Uno era vestito con l’abito vecchio da Carabiniere del papà che ce n’andavano due di bambini dentro.
Un altro con una mimetica da soldato che ce n’andavano quattro di bambini dentro.
Una bambina era vestita da contadina, con lo scialle della nonna sulle spalle.
E tutti, al posto dei coriandoli, avevano pezzi tagliuzzati dei quaderni a quadretti, che ti lanciavano in faccia.
Insomma la situazione non era proprio rosea.
Era una situazione Marroncino Chiaro.
Cioè non di merda ma quasi.

Dovevo risollevare questa situazione Marroncino Chiaro.
Così andai nella cucina di Rosinella, che era la bidella della scuola di mamma, e mi rubai delle uova.
Presi le uova e le lanciai nella scuola e in faccia ai bambini.
Infrascai mezza scuola.
Poi tolsi la sedia da sotto il culo di Gianna, che era una bambina cicciona, e le saltai coi piedi sulla pancia, mentre lei piangeva.
Poi mi vattei con uno che non stava ai miei scherzi.

Finale?
Mamma mi stroppiò e mi riaccompagnò a casa.
E il vestito di Mazinga Z si era tutto scassato e scucito.
Ma fu il più bel Carnevale della mia vita.

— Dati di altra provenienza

PR #14583, opened 2024-02-19
fix: Polars thread pool was not used properly in various functions

nameexhaustion:
Found these by running `py.test` with a rayon fork that panicked on attempts to use the global thread pool.

In theory it might be possible to initialize rayon's global thread pool with a `start_handler`  that panics for debug builds, but I couldn't try it because I don't know where to put the call to build the thread pool - I can't call it outside of function contexts because it wasn't a `const fn`.


ritchie46 (approved):
Nice! I will tag this as performance as well. As this will save a lot unexpected contention.

PR #17218, opened 2024-06-26
feat: Implement serde for Null columns

stinodego:
This was previously unimplemented, which led to a panic. Now it works!

### DIFF
--- a/crates/polars-core/src/serde/chunked_array.rs
+++ b/crates/polars-core/src/serde/chunked_array.rs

Sono passati tanti anni e io, per il Carnevale, non mi travesto più
E non solo per il Carnevale.
Capita soltanto qualche volta che mi travesto da Franti.
E così mi diletto a fare il pupo discolo e anarchico. Così come Eco disegnava Franti.
A fare, poi. Ad essere. Io sono molto Franti.
Pure se non posso permettermi di esserlo appieno, per un sacco di motivi.
Già, mica sempre la maschera è quella di Franti
La maschera è quella che, spesso, usiamo fuori, nella vita "comune" e di tutti i giorni.
Lasciamo stare ‘sto discorso comunque che altrimenti mi rattristo.
Comunque non è che questa cosa di Franti mi diverti da impazzire, eh.